Kerrish was beside himself with an odd concoction of glee and annoyance, "Oh my God, you sly bastard. I asked one thing of you: a smoking hot chick's number, and you get her for yourself. That's evilly impressive, man."

"I swear, I was drunk off my ass. Didn't even—"

"It's always so funny when the nice guys try to defend their flings." Kerrish pulled out a chair next to Asher, and assumed the pose he used for all classes without a hot teacher. Legs propped up on the desk, arms folded across his chest. "The life of a player is harder than it looks, no?"

"No," Asher muttered.

Kerrish smirked over at Asher. Their teacher was coming in, shooting a sharp glare to Kerrish's dirty sneakers on the desk, and realising the boy wasn't going to move his feet at all. A disgusted scowl was sent Kerrish's way, before the attendance register came out.

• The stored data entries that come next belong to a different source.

PR #7175, opened 2025-10-06
feat(sdk-coin-canton): added wallet initialization builder class

ravibitgo:
Ticket: [COIN-5917](https://bitgoinc.atlassian.net/browse/COIN-5917)

[COIN-5917]: https://bitgoinc.atlassian.net/browse/COIN-5917?atlOrigin=eyJpIjoiNWRkNTljNzYxNjVmNDY3MDlhMDU5Y2ZhYzA5YTRkZjUiLCJwIjoiZ2l0aHViLWNvbS1KU1cifQ


modules/sdk-coin-canton/src/lib/walletInitBuilder.ts
```diff
@@ -0,0 +1,261 @@
...
+   * @throws Error if the hint is empty or more than 5 characters long.
+   */
+  partyHint(hint: string): this {
+    const trimmedHint = hint.trim();
+    if (!trimmedHint) {
+      throw new Error('partyHint cannot be empty');
+    }
+    if (trimmedHint.length > 5) {
+      throw new Error('partyHint must be less than 6 characters long');
+    }
```
balakrishna507, line 141: our party hints on devnet were longer weren't they? the test case also has this party, and i'm guessing this is the hint?
```
test-ravi-party-01
```

modules/sdk-coin-canton/src/lib/walletInitialization/walletInitTransaction.ts
```diff
@@ -0,0 +1,67 @@
...
+  get signablePayload(): Buffer {
+    if (!this._preparedParty) {
+      throw new InvalidTransactionError('Empty transaction data');
+    }
+    return Buffer.from(this._preparedParty.multiHash);
+  }
+
+  fromRawTransaction(rawTx: string): void {
+    try {
+      const decoded: PreparedParty = JSON.parse(Buffer.from(rawTx, 'base64').toString('utf8'));
```
balakrishna507, line 59: is the input a `PreparedTransactionRawData` like the one in the test?

modules/sdk-coin-canton/src/lib/walletInitBuilder.ts
ravibitgo: There is no such limit on this but this won't be a user input, we will be giving the party hint, in canton SDK they take the first 5 characters of the `fingerprint` if hint is not provided so thinking of keeping the same logic

modules/sdk-coin-canton/src/lib/walletInitialization/walletInitTransaction.ts
ravibitgo: Yes, since there is no deserializer, I'm thinking of keeping this as the base64 encoded preparedTransaction

balakrishna507 (approved):

modules/sdk-coin-canton/src/lib/walletInitBuilder.ts
balakrishna507: if the 5 character limit only comes up if we don't specify anything, we should never face this situation if we just use our wallet id as the hint right?

balakrishna507 (approved):

baltiyal (approved):
lgtm

PR #7177, opened 2025-10-06
Fix Docker build disk space exhaustion in CI

andrew-scott-fischer:
Fixes disk space exhaustion during Docker builds in GitHub Actions CI by using BuildKit cache mounts for the yarn cache directory.

## Changes
- Modified Dockerfile to use `--mount=type=cache` for yarn cache
- Yarn cache is now excluded from Docker image layers
- Cache persists between builds on the same runner

## Benefits
- Fixes "no space left on device" errors in CI
- Reduces final image size (yarn cache not included)
- Maintains or improves build performance (persistent cache)

Ticket: VL-3537


mullapudipruthvik (commented):
flush: re-request when ready

PR #8762, opened 2026-05-13
feat(sdk-lib-mpc): add executeTillRound handler util

vibhavgo:
## Description

Adds an executeTillRound orchestration utility for the EdDSA MPSv2 DSG protocol, mirroring DklsUtils.executeTillRound for ECDSA DKLS. Also exposes getPartyIdx and getOtherPartyIdx accessors on the DSG class to support index-free wiring inside the utility.

- Add executeTillRound to modules/sdk-lib-mpc/src/tss/eddsa-mps/util.ts; accepts two un-initialized DSG instances plus key shares, message, and derivation path, calls initDsg internally using getPartyIdx(), and drives all 3 interactive rounds (WaitMsg1 -> WaitMsg2 -> WaitMsg3 -> Complete)
- Return intermediate DeserializedMessages[] for rounds 1-2 and the final 64-byte Ed25519 signature Buffer for round 3
- Add getPartyIdx() and getOtherPartyIdx() accessors to DSG class
- Add unit tests in modules/sdk-lib-mpc/test/unit/tss/eddsa/eddsa-utils.ts covering executeTillRound: per-pair signatures across all three 2-of-3 party combinations (0+1, 0+2, 1+2), root-key signature verification via getCommonKeychain(), derived-path (m/0/0) key isolation check, intermediate round return-type assertions, and out-of-range round error handling
- Migrate existing dsg.ts callers from the local runEdDsaDSG test helper to MPSUtil.executeTillRound and remove runEdDsaDSG from test/unit/tss/eddsa/util.ts
- Add dsg.ts protocol test asserting wasm-mps rejects cross-message signing with the wrapped "round WaitMsg2: Protocol Error" failure

## Issue Number

WCI-386

## Type of change

## How Has This Been Tested?

Unit tests added in modules/sdk-lib-mpc/test/unit/tss/eddsa/eddsa-utils.ts under the executeTillRound describe block, plus a cross-message protocol test in dsg.ts. Tests cover:

- Per-pair signature production for all three 2-of-3 party combinations (0+1, 0+2, 1+2), each verifying under the DKG public key
- Round 3 returns a 64-byte signature that verifies under the root public key from getCommonKeychain()
- Round 3 with derivation path m/0/0 produces a signature that does not verify under the root public key, confirming key derivation occurred
- Rounds 1 and 2 return DeserializedMessages[][] and not a Buffer
- Round values 0 and 4 throw Invalid round number
- Cross-message signing fails at round WaitMsg2 with the wrapped "Protocol Error" from wasm-mps
- Existing dsg.ts protocol, derivation-path, and session-management tests migrated to executeTillRound and continue to pass

Run with:
yarn run unit-test --scope @bitgo/sdk-lib-mpc -- -- --grep "executeTillRound"

## Checklist

- [x] My commits follow Conventional Commits and I have properly described any BREAKING CHANGES
- [x] I have made corresponding changes to the documentation and on any new/updated functions and/or methods - jsdoc


modules/sdk-lib-mpc/test/unit/tss/eddsa/dsg.ts
```diff
@@ -203,6 +203,74 @@ describe('EdDSA MPS DSG', function () {
     });
   });
 
+  describe('executeTillRound', function () {
```
Marzooqa: These tests cover a utility function in `eddsa-mps/util.ts`, not the DSG class itself. They should live in `test/unit/tss/eddsa/eddsa-utils.ts` alongside the existing `concatBytes` and `generateEdDsaDKGKeyShares` tests, not here in `dsg.ts`.

modules/sdk-lib-mpc/test/unit/tss/eddsa/dsg.ts
```diff
@@ -203,6 +203,74 @@ describe('EdDSA MPS DSG', function () {
...
+    it('should return 64-byte signature verifying under root public key from getCommonKeychain()', function () {
+      const party1Dsg = new EddsaMPSDsg.DSG(0);
+      const party2Dsg = new EddsaMPSDsg.DSG(2);
```
Marzooqa: All five tests in this describe block hard-code partyIdx 0 and 2 (user + BitGo). The DKLS equivalent tests all three 2-of-3 combinations (0+1, 0+2, 1+2) with a vector table. Missing 0+1 and 1+2 leaves user+backup and backup+BitGo signing paths untested.

modules/sdk-lib-mpc/test/unit/tss/eddsa/dsg.ts
```diff
@@ -203,6 +203,74 @@ describe('EdDSA MPS DSG', function () {
...
+        MESSAGE,
+        'm/0/0'
+      ) as Buffer;
+      assert.strictEqual(sig.length, 64, 'Derived path signature must be 64 bytes');
+
+      // A derived path uses a different signing key, so the signature must NOT
+      // verify under the root public key.
+      const rootPubKey = Buffer.from(userDkg.getCommonKeychain().slice(0, 64), 'hex');
+      assert(
+        !ed25519.verify(sig, MESSAGE, rootPubKey),
```
Marzooqa: This assertion is negative-only: it confirms the signature does not verify under the root key but does not confirm it verifies under the derived key. If WASM derivation produced garbage, this test would still pass. Can be addressed as a follow-up once the derived public key extraction utility is available.

modules/sdk-lib-mpc/test/unit/tss/eddsa/dsg.ts
```diff
@@ -203,6 +203,74 @@ describe('EdDSA MPS DSG', function () {
...
+      assert.throws(
+        () => MPSUtil.executeTillRound(0, party1Dsg, party2Dsg, userKeyShare, bitgoKeyShare, MESSAGE, 'm'),
+        /Invalid round number/
+      );
+      assert.throws(
+        () => MPSUtil.executeTillRound(4, party1Dsg, party2Dsg, userKeyShare, bitgoKeyShare, MESSAGE, 'm'),
+        /Invalid round number/
+      );
+    });
+  });
```
Marzooqa: Missing test: two parties signing different messages should fail at the WASM level. The DKLS suite covers this (`dklsDsg.ts` line 243 — `should fail when signing two different messages`). Without it, the suite does not verify the protocol rejects cross-message signing attempts.

modules/sdk-lib-mpc/test/unit/tss/eddsa/dsg.ts
```diff
@@ -1,6 +1,6 @@
 import assert from 'assert';
 import { ed25519 } from '@noble/curves/ed25519';
-import { EddsaMPSDkg, EddsaMPSDsg, MPSTypes } from '../../../../src/tss/eddsa-mps';
+import { EddsaMPSDkg, EddsaMPSDsg, MPSTypes, MPSUtil } from '../../../../src/tss/eddsa-mps';
 import { generateEdDsaDKGKeyShares, runEdDsaDSG } from './util';
```
Marzooqa: `runEdDsaDSG` in `test/unit/tss/eddsa/util.ts` is now redundant given `executeTillRound`. Since `executeTillRound` mutates the DSG instances it receives in-place, callers that need the instances after the call (e.g. for `getState()`, `getSession()`, or calling `handleIncomingMessages` on a completed instance) still have access to them — so every existing use of `runEdDsaDSG` can be migrated.

This follows the same pattern as `generateEdDsaDKGKeyShares`, which was previously a local copy in `test/util.ts` and is now a re-export from the production source. `runEdDsaDSG` should be removed from the test utility and its callers updated to use `MPSUtil.executeTillRound` directly.

modules/sdk-lib-mpc/test/unit/tss/eddsa/dsg.ts
vibhavgo: Will defer to follow-up

modules/sdk-lib-mpc/test/unit/tss/eddsa/eddsa-utils.ts
```diff
@@ -51,4 +53,115 @@ describe('EdDSA Utility Functions', function () {
...
+        new EddsaMPSDsg.DSG(0),
+        new EddsaMPSDsg.DSG(2),
+        keySharesByIdx[0],
+        keySharesByIdx[2],
+        MESSAGE,
+        'm'
+      );
+      assert(!Buffer.isBuffer(result), 'round 2 should return message arrays, not a Buffer');
+      assert.strictEqual(result.length, 2, 'should contain message arrays for both parties');
+    });
```
Marzooqa, line 152: Follow-up: `dsg1` and `dsg2` are reused across both `assert.throws` calls. Safe today because the range check fires before `initDsg`, leaving both instances `Uninitialized`. If the range check ever moves below `initDsg`, the second call would silently receive already-initialised instances. Consider creating fresh instances per assertion.

modules/sdk-lib-mpc/test/unit/tss/eddsa/dsg.ts
```diff
@@ -121,27 +154,78 @@ describe('EdDSA MPS DSG', function () {
...
+
+      const r0_1 = dsg1.getFirstMessage();
+      const r0_2 = dsg2.getFirstMessage();
+
+      const [r1_1] = dsg1.handleIncomingMessages([r0_1, r0_2]);
+      const [r1_2] = dsg2.handleIncomingMessages([r0_1, r0_2]);
+
+      assert.throws(
+        () => dsg1.handleIncomingMessages([r1_1, r1_2]),
+        /Error while creating messages from party 0, round WaitMsg2: Protocol Error/
```
Marzooqa, line 200: Follow-up: `Protocol Error` is sourced from the WASM error string. If the WASM crate changes its wording this regex will stop matching. A pattern anchored to the deterministic prefix — e.g. `/Error while creating messages from party 0, round WaitMsg2/` — would be more resilient to WASM error message changes.

Marzooqa (approved):
Implementation is correct, well-tested, and consistent with the ECDSA DKLS pattern. Two minor test-only nits as follow-ups — no public API impact.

"Let's just leave the sleeping around to me now," Kerrish said.

"Deal. Just don't bring this up again."

A bark of laughter disturbed the class, and all eyes shot to Kerrish. He shrugged, still maintaining his careless attitude. Asher had received plenty of attention when his career first kicked off, but by senior year, everyone he knew could not care less about his fame. 

Inside the halls of his high school, it was, in fact, Kerrish who demanded most of the popularity.

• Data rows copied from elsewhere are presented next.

PR #8772, opened 2026-05-14
fix(abstract-eth): verify inner batch calldata recipients [CGD-1319]

kamleshmugdiya:
> Replaces #8771 — that PR auto-closed when its head branch was renamed; same commit `843b46332d`.

## Description

`verifyTransaction` for ETH batcher-contract sends only checked (a) the sum of `txParams.recipients` against `txPrebuild.recipients[0].amount` and (b) that the outer recipient was the network's `batcherContractAddress`. It never decoded the inner `batch(address[],uint256[])` calldata embedded in `txPrebuild.txHex`, and `signTransaction` then loaded that `txHex` verbatim.

A compromised BitGo platform could preserve both outer checks while swapping the inner `(address, amount)` pairs to attacker-controlled addresses, redirecting batched payouts. This PR decodes the inner calldata during verification and compares each pair to user intent.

When their conversation was relatively unnoticed again, Kerrish leant over the gap between their desks to whisper, "It's weird reading about my best friend in tabloid articles."

Asher felt the blood drain from his face, leaving his jaw sagging open numbly. 

Kerrish continued, "Yeah, I think everyone in the country's read about this. And maybe China."

An urge to cry aloud and slam his head on the desk tugged at Asher — maybe a concussion could erase all of this — but could only weakly ask his friend, "How fucked am I?"

"I would say," Kerrish yawned extravagantly, "as much as you were on New Years."